BEGIN ENTRIES SUPPLIED
PR #9222, opened 2026-08-03
feat(chain): serve the registration leaderboard from a scheduled projection

### LINKED ISSUE #9221: fix(chain): /chain/registrations serves an empty leaderboard — no Cloudflare-native source
`GET /api/v1/chain/registrations` (plus the `get_chain_registrations` MCP tool and GraphQL's `chain_registrations`) returns a schema-stable empty block: `subnet_count: 0`, `subnets: []`.

Verified live 2026-08-03 — `?limit=7` returns `{'subnets': 0}`.

## Cause

The D1 loader was retired in #4909 (`account_events`' D1 table was dropped in #4772), so all three callers do `tryPostgresTier() ?? buildChainRegistrations([])`. With Postgres eliminated the tier always misses and there is no Cloudflare-native source behind it.

## The data exists

`chain.account_events` in the R2 lakehouse holds **1,071,405** `NeuronRegistered` rows, genesis to head. A live 7d aggregate returns 6,023 distinct registrants and a real per-subnet leaderboard (netuid 5: 463 registrations / 415 registrants).

## Shape

This is a chain-wide aggregate with no selective predicate — the per-subnet grouping alone scans **186 MB** (~2.8s). Per #9146 and `src/account-feeds-cold-tier.ts`'s own header, chain-wide aggregates belong in a **scheduled projection lane**, not a request-time read.

Note the network rollup is a separate `COUNT(DISTINCT hotkey)` and is *not* derivable from the per-subnet rows: one hotkey registering on three subnets is three subnet-level registrants but one network-wide distinct registrant.

Part of #9146.

JSONbored:
## The bug is worse than "empty"

`/chain/registrations` served **real 7d numbers and an empty 30d block**. That asymmetry is not a data gap — R2 SQL *refuses* the query the request-time rollup issues:

```
40015: scan budget exceeded: scanning too much data for count(DISTINCT) with
GROUP BY. Reduce data with WHERE clauses, use approximate functions
(APPROX_DISTINCT, ...), add a GROUP BY to distribute the aggregation, or
narrow the column selection.
```

Verified live. Narrowing with a `block_number >=` floor does **not** help — the budget is spent on the DISTINCT, not the row range. So the request-time shape structurally cannot answer 30d, and no amount of edge caching fixes that.

## The fix

A projection lane that distributes the aggregation, per the engine's own remedy: `GROUP BY netuid, hotkey` — which carries no `COUNT(DISTINCT)` at all — reduced writer-side.

This is **exact, not approximate**. I deliberately did not reach for `APPROX_DISTINCT`: `distinct_registrants` is a published figure, and silently approximating it would be a data defect dressed up as a performance choice.

### Proven equivalent, not assumed

Both forms run against the same fixed 7d cutoff; the distributed reduction reproduces the `COUNT(DISTINCT)` ground truth field for field:

| netuid | ground truth | distributed |
|---|---|---|
| 5 | 463 / 415 | 463 / 415 |
| 15 | 392 / 368 | 392 / 368 |
| 68 | 391 / 116 | 391 / 116 |
| 33 | 390 / 248 | 390 / 248 |
| 79 | 390 / 344 | 390 / 344 |
| **network distinct** | **6,023** | **6,023** |

### Why a projection and not a cold-tier read

Measured on the live engine: 30d is **22,597 `(netuid, hotkey)` pairs over 32,883 events, 494 MB scanned**. Fine once per tick; impossible per request. `src/account-feeds-cold-tier.ts`'s header already draws this line — account-scoped feeds get request-time reads because one address is a selective predicate; chain-wide aggregates go to projections.

### The rollup is not a sum of the rows

The network figure is computed over the pair set, not summed from the per-subnet rows: one hotkey registering on three subnets is three subnet-level registrants but **one** network-wide distinct registrant. A lane test pins this — hotkey `A` on two subnets yields per-subnet counts of 1 and 1 but a network count of 1, not 2.

Only the reduced rows are stored (one per netuid), never the 22,597 raw pairs.

## Supersedes the request-time read for this route

This replaces the `loadChainEventRollup` call for `/chain/registrations` only. The helper and `CHAIN_SERVING_ROLLUP` stay — `/chain/serving` still uses them, and its now-unused import here is removed.

**`/chain/serving` has the identical 30d defect** (7d: 2,933 · 30d: 0), from the same query shape. Filed as #9227 rather than widened into this change.

## Tests

10 lane tests + 17 reader tests, including the failure modes that produce a *plausible* number rather than an error: a null hotkey counted as a registrant, a non-numeric count turning a subnet's total into `NaN`, the network rollup recomputed from rows, and a half-failure where the cheap stamp succeeds and the heavy read fails.

Affected suites: **4,182 passing**. Patch coverage by diff-intersection against v8's uncovered set: **0 uncovered statements, 0 uncovered branches**.

Closes #9221
Refs #9146

### DIFF
--- a/src/chain-registrations-artifact.ts
+++ b/src/chain-registrations-artifact.ts
@@ -1,0 +1,89 @@
+// Network-wide registration activity served from a SCHEDULED PROJECTION
+// artifact when the Postgres tier misses (#9146).
+//
+// A PROJECTION, NOT A REQUEST-TIME READ, and that is the whole design point.
+// This is a chain-wide aggregate with no selective predicate: a COUNT(*) plus
+// two COUNT(DISTINCT hotkey) over every NeuronRegistered row in the window.
+// Measured on the live engine (2026-08-03) the per-subnet grouping alone reads
+// **186 MB** at ~67 MB/s -- roughly 2.8s. The account-scoped feeds can afford
+// a request-time lakehouse read because one address is a selective predicate
+// against a big table; this is not that shape. src/account-feeds-cold-tier.ts's
+// header draws the same line: chain-wide aggregates moved to scheduled
+// projections.
+//
+// Rows are stored VERBATIM, per the chain-* lane convention: the route's
+// ?limit= only slices the leaderboard, and buildChainRegistrations owns that
+// slice plus the network rollup and the intensity distribution. One artifact
+// therefore serves every window/limit combination the route accepts.
+
+import {
+  buildChainRegistrations,
+  CHAIN_REGISTRATIONS_WINDOWS,
+  DEFAULT_CHAIN_REGISTRATIONS_WINDOW,
+} from "./chain-registrations.ts";
+
+export const CHAIN_REGISTRATIONS_PROJECTION_KEY =
+  "metagraph/projections/chain-registrations.json";
+
+interface ArtifactBucket {
+  get(key: string): Promise<{ json(): Promise<unknown> } | null>;
+}
+
+/**
+ * The projected registration leaderboard for one window, or null when the
+ * artifact store cannot answer FAITHFULLY (unbound, missing object,
+ * unrecognized body, a window the lane did not precompute) so the caller keeps
+ * its schema-stable empty. Decline, never approximate.
+ */
+export async function loadChainRegistrationsFromArtifact(
+  env: Env | null | undefined,
+  query: { window?: string | null; limit?: number },
+): Promise<ReturnType<typeof buildChainRegistrations> | null> {
+  const bucket = (env as { METAGRAPH_ARCHIVE?: ArtifactBucket } | null)
+    ?.METAGRAPH_ARCHIVE;
+  if (!bucket?.get) return null;
+  try {
+    const object = await bucket.get(CHAIN_REGISTRATIONS_PROJECTION_KEY);
+    if (!object) return null;
+    const body = (await object.json()) as {
+      schema_version?: unknown;
+      windows?: unknown;
+    } | null;
+    // A body that is not the artifact the lane wrote is a decline, not a
+    // guess -- same contract as the sibling chain-* readers.
+    if (
+      body?.schema_version !== 1 ||
+      typeof body.windows !== "object" ||
+      body.windows === null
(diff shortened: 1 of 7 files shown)


JSONbored:
Heads-up on an overlap, since this and #9216 landed close together.

**#9216 merged a cold-tier read for `/api/v1/chain/registrations`** (and `/chain/serving`) about an hour ago — `src/chain-event-rollup-cold-tier.ts`, wired in `workers/request-handlers/analytics.ts`. So the REST route this PR describes as empty is now served, and this branch will conflict there.

Worth reconciling deliberately rather than by merge order, because the two approaches differ in a way that matters:

- **Cold-tier read (merged):** a per-netuid `GROUP BY` at request time. `NeuronRegistered` groups to ~129 rows, so it fits a request. Fresh by construction, no artifact to go stale.
- **Scheduled projection (this PR):** precomputed artifact, cheaper per request, but adds a lane that must run for the route to have anything.

I picked the cold tier only because the builders already expect pre-aggregated rows (`buildChainRegistrations`' own comment: *"the SQL loader GROUPs BY netuid, so production rows are unique per subnet"*) and ~129 rows is small. If the projection is preferred for cost or latency, superseding the cold-tier path is reasonable — it is one call site to remove.

**The genuinely unclosed gap is the one this PR gets right and #9216 did not: MCP and GraphQL.** I wired only the REST handler, so `get_chain_registrations` and `chain_registrations` still return empty on main. That was my omission.

I am not touching registrations further to avoid colliding with you — I am closing the same MCP/GraphQL parity gap for `/chain/serving` only, which this PR does not cover.

Two things measured live while building #9216 that apply here either way:

- The network-wide distinct **cannot be summed** from the per-subnet rows — one hotkey registering on five subnets is five rows and one registrant. It needs its own ungrouped query (2,933 network-wide servers for `AxonServed` in 7d, well under the per-subnet sum).
- `COUNT(DISTINCT)` **is** supported by R2 SQL; `count_if` is not. An early probe of mine returned 0 from a supported function purely because `hotkey` was null on that event kind, which is worth knowing before trusting any zero.

PR #9238, opened 2026-08-03
fix(api): answer /chain/serving from the lakehouse on MCP and GraphQL too

### LINKED ISSUE #9229: fix(api): /chain/serving is served from the lakehouse on REST but not MCP or GraphQL
## The gap

#9216 wired the lakehouse rollup into the **REST handler alone**. So on main today:

| Surface | `/chain/serving` |
| --- | --- |
| `GET /api/v1/chain/serving` | real numbers — 20 subnets, 2,933 network-wide servers |
| `get_chain_serving` (MCP) | **zeroed card** |
| `chain_serving` (GraphQL) | **zeroed card** |

Three surfaces answering the identical question, two of them wrong, and a caller cannot tell which one is lying. That was my omission in #9216, not a pre-existing gap.

## Why a shared loader rather than three call sites

Each surface would otherwise repeat "load the rollup, hand it to the builder, fall back on decline". Three copies is three chances to drift — the same reason `src/rpc-usage-loader.ts` exists and says *"for REST + MCP parity"* in its first line.

The loader returns **null** on a lakehouse miss rather than the zeroed card, because each surface's fallback is its own contract: GraphQL deliberately answers with a schema-stable card rather than an error, and that decision belongs at the call site.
END ENTRIES SUPPLIED
EXERCISE DESCRIPTION. The first line of the records begins the span, and the line containing "This is a chain-wide aggregate with no selective predicate —" ends it. Reproduce that span exactly, both ends included.

YOUR RESPONSE.
PR #9222, opened 2026-08-03
feat(chain): serve the registration leaderboard from a scheduled projection

### LINKED ISSUE #9221: fix(chain): /chain/registrations serves an empty leaderboard — no Cloudflare-native source
`GET /api/v1/chain/registrations` (plus the `get_chain_registrations` MCP tool and GraphQL's `chain_registrations`) returns a schema-stable empty block: `subnet_count: 0`, `subnets: []`.

Verified live 2026-08-03 — `?limit=7` returns `{'subnets': 0}`.

## Cause

The D1 loader was retired in #4909 (`account_events`' D1 table was dropped in #4772), so all three callers do `tryPostgresTier() ?? buildChainRegistrations([])`. With Postgres eliminated the tier always misses and there is no Cloudflare-native source behind it.

## The data exists

`chain.account_events` in the R2 lakehouse holds **1,071,405** `NeuronRegistered` rows, genesis to head. A live 7d aggregate returns 6,023 distinct registrants and a real per-subnet leaderboard (netuid 5: 463 registrations / 415 registrants).

## Shape

This is a chain-wide aggregate with no selective predicate — the per-subnet grouping alone scans **186 MB** (~2.8s). Per #9146 and `src/account-feeds-cold-tier.ts`'s own header, chain-wide aggregates belong in a **scheduled projection lane**, not a request-time read.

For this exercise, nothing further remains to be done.